Dataset records section start

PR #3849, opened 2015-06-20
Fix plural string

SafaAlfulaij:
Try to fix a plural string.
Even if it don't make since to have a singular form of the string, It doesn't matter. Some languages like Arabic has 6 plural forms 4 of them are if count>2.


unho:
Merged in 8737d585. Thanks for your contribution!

Dataset records section end
Dataset records section start

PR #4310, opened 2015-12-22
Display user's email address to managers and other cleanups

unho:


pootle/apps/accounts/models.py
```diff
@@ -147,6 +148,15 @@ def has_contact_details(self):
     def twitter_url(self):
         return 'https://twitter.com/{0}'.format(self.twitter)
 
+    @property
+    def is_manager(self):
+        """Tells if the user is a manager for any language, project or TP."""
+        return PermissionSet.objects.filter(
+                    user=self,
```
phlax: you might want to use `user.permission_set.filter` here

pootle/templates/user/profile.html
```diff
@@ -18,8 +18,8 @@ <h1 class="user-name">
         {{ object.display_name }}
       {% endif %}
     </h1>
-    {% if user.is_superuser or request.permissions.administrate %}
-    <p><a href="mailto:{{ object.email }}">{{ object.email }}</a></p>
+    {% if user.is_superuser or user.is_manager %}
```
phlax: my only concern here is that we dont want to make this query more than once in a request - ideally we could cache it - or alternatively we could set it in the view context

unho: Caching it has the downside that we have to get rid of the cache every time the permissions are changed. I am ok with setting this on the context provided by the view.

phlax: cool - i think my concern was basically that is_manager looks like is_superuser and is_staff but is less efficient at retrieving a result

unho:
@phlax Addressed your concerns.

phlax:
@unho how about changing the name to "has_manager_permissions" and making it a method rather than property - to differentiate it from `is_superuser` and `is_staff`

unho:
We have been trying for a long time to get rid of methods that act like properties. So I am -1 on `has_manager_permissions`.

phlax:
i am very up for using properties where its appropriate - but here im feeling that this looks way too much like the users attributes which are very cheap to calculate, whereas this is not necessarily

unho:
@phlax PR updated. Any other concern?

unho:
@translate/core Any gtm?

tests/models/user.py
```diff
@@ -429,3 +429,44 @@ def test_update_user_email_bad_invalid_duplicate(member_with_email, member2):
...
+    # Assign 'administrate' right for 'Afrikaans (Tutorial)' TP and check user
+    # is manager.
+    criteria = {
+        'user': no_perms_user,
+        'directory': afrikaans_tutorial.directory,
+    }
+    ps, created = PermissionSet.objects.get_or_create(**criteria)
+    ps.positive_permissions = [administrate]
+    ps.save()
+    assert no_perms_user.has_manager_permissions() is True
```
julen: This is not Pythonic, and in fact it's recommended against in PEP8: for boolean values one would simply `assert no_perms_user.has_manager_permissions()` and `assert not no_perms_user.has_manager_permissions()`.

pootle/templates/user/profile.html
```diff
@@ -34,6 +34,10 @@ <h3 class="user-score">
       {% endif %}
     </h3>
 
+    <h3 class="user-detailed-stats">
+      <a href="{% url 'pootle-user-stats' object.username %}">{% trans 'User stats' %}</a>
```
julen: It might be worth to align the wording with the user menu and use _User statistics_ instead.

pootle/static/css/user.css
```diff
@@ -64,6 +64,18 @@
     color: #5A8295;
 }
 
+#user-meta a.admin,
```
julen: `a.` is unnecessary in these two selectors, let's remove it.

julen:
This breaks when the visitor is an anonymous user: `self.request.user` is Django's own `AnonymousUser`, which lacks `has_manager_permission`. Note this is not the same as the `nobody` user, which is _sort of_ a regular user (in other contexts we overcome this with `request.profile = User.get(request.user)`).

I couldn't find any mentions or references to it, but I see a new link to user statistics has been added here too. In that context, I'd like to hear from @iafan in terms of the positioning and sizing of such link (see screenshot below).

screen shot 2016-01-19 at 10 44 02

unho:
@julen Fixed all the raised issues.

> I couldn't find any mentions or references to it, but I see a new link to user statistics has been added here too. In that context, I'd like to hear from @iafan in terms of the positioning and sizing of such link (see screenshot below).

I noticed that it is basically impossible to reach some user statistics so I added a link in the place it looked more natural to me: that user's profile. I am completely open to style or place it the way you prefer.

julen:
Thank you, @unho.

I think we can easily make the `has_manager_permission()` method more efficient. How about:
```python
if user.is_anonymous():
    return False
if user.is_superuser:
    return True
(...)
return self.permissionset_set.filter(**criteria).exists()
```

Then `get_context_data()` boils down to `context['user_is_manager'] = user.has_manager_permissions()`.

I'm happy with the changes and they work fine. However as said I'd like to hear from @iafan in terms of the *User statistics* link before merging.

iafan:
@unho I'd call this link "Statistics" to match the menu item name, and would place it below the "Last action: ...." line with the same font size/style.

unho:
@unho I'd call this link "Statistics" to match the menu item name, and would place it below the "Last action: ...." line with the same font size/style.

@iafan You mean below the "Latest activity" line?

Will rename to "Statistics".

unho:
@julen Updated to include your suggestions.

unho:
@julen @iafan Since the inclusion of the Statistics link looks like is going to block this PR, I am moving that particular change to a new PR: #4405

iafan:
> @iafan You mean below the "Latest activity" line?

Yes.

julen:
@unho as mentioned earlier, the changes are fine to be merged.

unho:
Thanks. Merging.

Dataset records section end

> Aim of the exercise
Filter the data above, keeping only lines that include the string "iafan".

> Task result
I couldn't find any mentions or references to it, but I see a new link to user statistics has been added here too. In that context, I'd like to hear from @iafan in terms of the positioning and sizing of such link (see screenshot below).
> I couldn't find any mentions or references to it, but I see a new link to user statistics has been added here too. In that context, I'd like to hear from @iafan in terms of the positioning and sizing of such link (see screenshot below).
I'm happy with the changes and they work fine. However as said I'd like to hear from @iafan in terms of the *User statistics* link before merging.
iafan:
@iafan You mean below the "Latest activity" line?
@julen @iafan Since the inclusion of the Statistics link looks like is going to block this PR, I am moving that particular change to a new PR: #4405
iafan:
> @iafan You mean below the "Latest activity" line?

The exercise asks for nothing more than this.